Marginal Adaptation and Fracture Resistance of Lithium Disilicate Laminate Veneers on Teeth with Different Preparation Depths

Abstract

The purpose of this study was to evaluate the marginal adaptation and fracture load of ceramic laminate veneers on teeth with different preparation depths. A total of 75 extracted intact human maxillary central incisors were prepared with three different preparation depths (P) and assigned to the following five groups (n = 15): P1 (0.3-mm depth of preparation; preparation entirely in enamel); P2 (0.5-mm depth of preparation; preparation in enamel and dentin complex); P3 (1-mm depth of preparation; preparation entirely in dentin); P4 (no preparation, only surface roughening); and P5 (unrestored, intact teeth as control). A total of 60 lithium disilicate laminate veneers were fabricated.

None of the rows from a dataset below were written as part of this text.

PR #3456, opened 2019-04-25
Fix freeze on save with sub graph node

pbbastian:
### Purpose of this PR
Fixes issue #1140846
https://fogbugz.unity3d.com/f/cases/1140846

Instead of hiding `PortInputView`s we now destroy them instead. The freeze comes from hiding them, and while I'm not entirely sure why, this is better either way and seems to fix the issue.

---
### Testing status
**Katana Tests**: Running https://katana.bf.unity3d.com/projects/com.unity.render-pipelines/builders?unity_branch=trunk&ScriptableRenderLoop_branch=sg%2Ffix-freeze-on-save&automation-tools_branch=master&sort=1-asc

**Manual Tests**: 
- [x] Able to repro (using steps from FB) before changes, not able to after changes

---
### Overall Product Risks
**Technical Risk**: Low

**Halo Effect**: None


alindmanUnity:
question, is this different from what exists in #3343  ?

pbbastian:
@alindmanUnity Yes, I talked to @Kink3d about it, we're going with this fix :)

PR #3459, opened 2019-04-25
Hdrp/make transparent write motion vecs fit in ui

FrancescoC-unity:
Without this change the text is cut off. 

This still works well with shrinking the side bar to the minimum possible.


sebastienlagarde:
@FrancescoC-unity can you add changelof please. Thanks :)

The marginal adaptation of the veneers was evaluated by light microscope and scanning electron microscope after cementation with resin cement. Finally, the veneers were loaded until fracture at a 90-degree angle to the lingual surface of the tooth. Statistical analyses were performed using analysis of variance and Tukey multiple range test. There was a significant difference between the marginal gap value of the distocervical measurement points of P1 and P2 and the distal measurement points of P3 and P4 (P = .33 and P = .017, respectively). The highest fracture resistance values were observed in the P5 group (mean: 389.55 ± 22 N) and the P2 group (mean: 322.86 ± 79.38 N), and the lowest values were observed in the P3 group (mean: 219.21 ± 60.74 N). The marginal adaptation of the laminate veneer restorations was not related to the depth of preparation. Mean fracture resistance of laminate veneers with 0.5-mm preparation depth was greater than that of the 0.3-mm and 1-mm preparation depth laminate veneers and those with no preparation.